Isolate every line in the data with the string "repository" and copy it.

****************

PR #743, opened 2022-03-18
Compare test results using json diff

jsoriano:
Use json diff to compare results of pipeline tests. This avoids failures caused by different format of equal numbers, as was the case in https://github.com/elastic/integrations/pull/2845.

After this change two json documents are equal if their values are, independently of their format.

The biggest UX change is that this changes the diff to something like this:
```
panw/panos test-panw-panos-globalprotect-sample.log:
{
    "expected": [
        ...skipped 2 array elements...,
        {
            ...skipped 7 object properties...,
            "panw": {
                "panos": {
                    ...skipped 5 object properties...,
                    "sequence_number": 6920071768563516000 => 6920071768563516860,
                    ...skipped 6 object properties...
                }
            },
            ...skipped 3 object properties...
        },
        ...skipped 1 array element...,
        {
            ...skipped 7 object properties...,
            "panw": {
                "panos": {
                    ...skipped 5 object properties...,
                    "sequence_number": 6920071768563516000 => 6920071768563516847,
                    ...skipped 6 object properties...
                }
            },
            ...skipped 3 object properties...
        },
        ...
```

The library used has more [options](https://pkg.go.dev/github.com/nsf/jsondiff#Options) to customize the diff format.

We could also decide to show the previous diff if this one detects differences.


mtojek (approved):

mtojek (approved):
Maybe it's worth adding those problematic tests here?

jsoriano:
> Maybe it's worth adding those problematic tests here?

Do you mean to add the problematic packages as test cases here?

mtojek:
Yes, the ones that failed in the Integrations repository.

jsoriano:
> Yes, the ones that failed in the Integrations repository.

@mtojek I have added a simple sample package that reproduces the issues found in https://github.com/elastic/integrations/pull/2845. This will allow us to easily add test cases with numbers in documents.

andrewkroh (approved):
👍 The more concise output makes it easier to spot the differences.

kaiyan-sheng (approved):
+1 on this change to make it easier to compare! Thanks!

P1llus (approved):
Looks awesome! :)

internal/testrunner/runners/pipeline/test_result.go
```diff
@@ -70,87 +65,62 @@ func compareResults(testCasePath string, config *testConfig, result *testResult)
...
-	return b
-}
+func diffJson(want, got []byte) (string, error) {
+	opts := jsondiff.DefaultConsoleOptions()
+
+	// Remove colored output.
+	opts.Added = jsondiff.Tag{}
+	opts.Removed = jsondiff.Tag{}
+	opts.Changed = jsondiff.Tag{}
+	opts.Skipped = jsondiff.Tag{}
```
efd6, line 112: This loses information about the change when it's rendered to the page. Can we have some indication in the output about the kind of diff?

jsoriano: Umm, to rendering on what page?
These tags are used to add formatting, like colors, or html tags if rendered in a website, but without them it should be enough to see what is wrong. I am setting them to the zero values to avoid having colors in CI or other non-ttys, that are not going to render them properly.
Could you give an example of the problematic output and what would you expect?

efd6: Some sigil indicating the direction of the change would be fine. I've tried to find the PR I was looking at today that made this an issue, but can't find it. Looking at the diff, I was not able to tell what was happening. An indication of whether the diffs were additions/deletions/changes would have solved that.

jsoriano: Umm, I think that changes are clear, they are indicated as in the example in the description:
```
                    "sequence_number": 6920071768563516000 => 6920071768563516860,
```
But it is true that current diff doesn't distinguish between additions and deletions, and that may be confusing.

On the other hand, from the shared stacktrace it looks clear that there is some kind of problem with `host.hostname`.

I have opened a PR to add +/- tags before additions and deletions, let me know if you prefer this format: https://github.com/elastic/elastic-package/pull/770

efd6: Thank you for doing this. While I was looking into representing the problem better by code I found an issue with the underlying package; it does not give a minimal diff. This can be seen here: https://go.dev/play/p/lTcn7sGwdnv. The upshot is that there is no attempt to map corresponding elements within a list, which is unfortunate since all the outputs that it needs to give information on are lists.

jsoriano: Umm, yeah, not very nice in this case. Let's see if we find more problems with this package, we can try others if this one doesn't work well at the end.

efd6: Thanks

****************

[EXERCISE RESPONSE]:
Yes, the ones that failed in the Integrations repository.
> Yes, the ones that failed in the Integrations repository.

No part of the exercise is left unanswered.